Plus, quitting smoking improves your mental health16 almost immediately. After withdrawal symptoms, most people experience a more positive mood and reduced depression, anxiety, and stress. This uptick in your mental state may make treatment both easier and more successful.
Quitting tobacco is great for your physical health.17 Most people who quit find it easier to exercise and tend to develop more nourishing eating habits. Rehab is an opportunity to start a new life. Quitting smoking allows you to kick-start your new lifestyle in an even stronger way.

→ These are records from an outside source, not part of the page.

PR #2100, opened 2025-04-22
feat: Add array clone and discard ops

mark-koch:

PR #2109, opened 2025-04-23
feat!: Improved array lowering

### LINKED ISSUE #2066: Define linear array extension
Ops: 
* All operations supported by the regular array
* Clone
* Drop

### LINKED ISSUE #2067: Lower linear arrays to LLVM
Using `malloc`

### LINKED ISSUE #2124: Add array linearisation pass
For turning `value_array`s into regular linear `array`s

mark-koch:
Feature branch for improved array lowering.

* The old `array` type is now called `value_array` and lives in a separate extension
* The default `array` is now a linear type with additional `clone` and `discard` operations
* To avoid code duplication, array operations and values are now defined generically over a new `ArrayKind` trait that is instantiated with `Array` (the linear one) and `VArray` (the copyable one) to generate the `array` and `value_array` extensions
* An `array<n, T>` is now lowered to a fat pointer `{ptr, usize}` where `ptr` is a heap allocated pointer of size at least `n * sizeof(T)` and the `usize` is an offset pointing to the first element (i.e. the first element is at `ptr + offset * sizeof(T)`). The rational behind the additional offset is the `pop_left` operation which bumps the offset instead of mutating the pointer. This way, we can still free the original pointer when the array is discarded after a pop.

Tracked PRs:
* #2097 (closes #2066)
* #2100
* #2101
* #2110
* #2112 (closes #2067)
* #2119
* #2125 (closes #2124)

BREAKING CHANGE: `std.collections.array` is now a linear type, even if the contained elements are copyable. Use the new `std.collections.value_array` for an array with the previous copyable semantics.

BREAKING CHANGE: `std.collections.array.get` now also returns the passed array as an extra output

BREAKING CHANGE: `ArrayOpBuilder` was moved from `hugr_core::std_extensions::collections::array::op_builder` to `hugr_core::std_extensions::collections::array`.


ss2165 (approved):
lets gooooo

Smoking Cessation Treatment Methods
Smoking cessation programs in rehabs can be incorporated into the rest of your treatment program. And just like other addictions, there are several different therapy options for quitting smoking:18
- One-on-one or group counseling, usually using cognitive behavioral therapy or motivational interviewing techniques
- Nicotine replacement therapy (NRT), including prescription and over-the-counter gums, patches, and other forms of nicotine
- Non-NRT medications like varenicline or bupropion
- Transcranial magnetic stimulation, which uses magnetic waves to stimulate areas of the brain to reduce cravings
Studies show that the most effective smoking cessation programs19 are a combination of counseling and medications. Your rehab will have its own program to help you quit smoking while you work on other addiction or mental health issues.
Quit Smoking in Rehab for Long-Term Success
If you’re worried about not being able to smoke in rehab and it’s holding you back from seeking treatment, plenty of rehabs allow smoking outdoors. However, research shows that this is actually an ideal time for you to quit smoking. You’ll be surrounded by professionals who can help you find new coping strategies in a healing and supportive setting.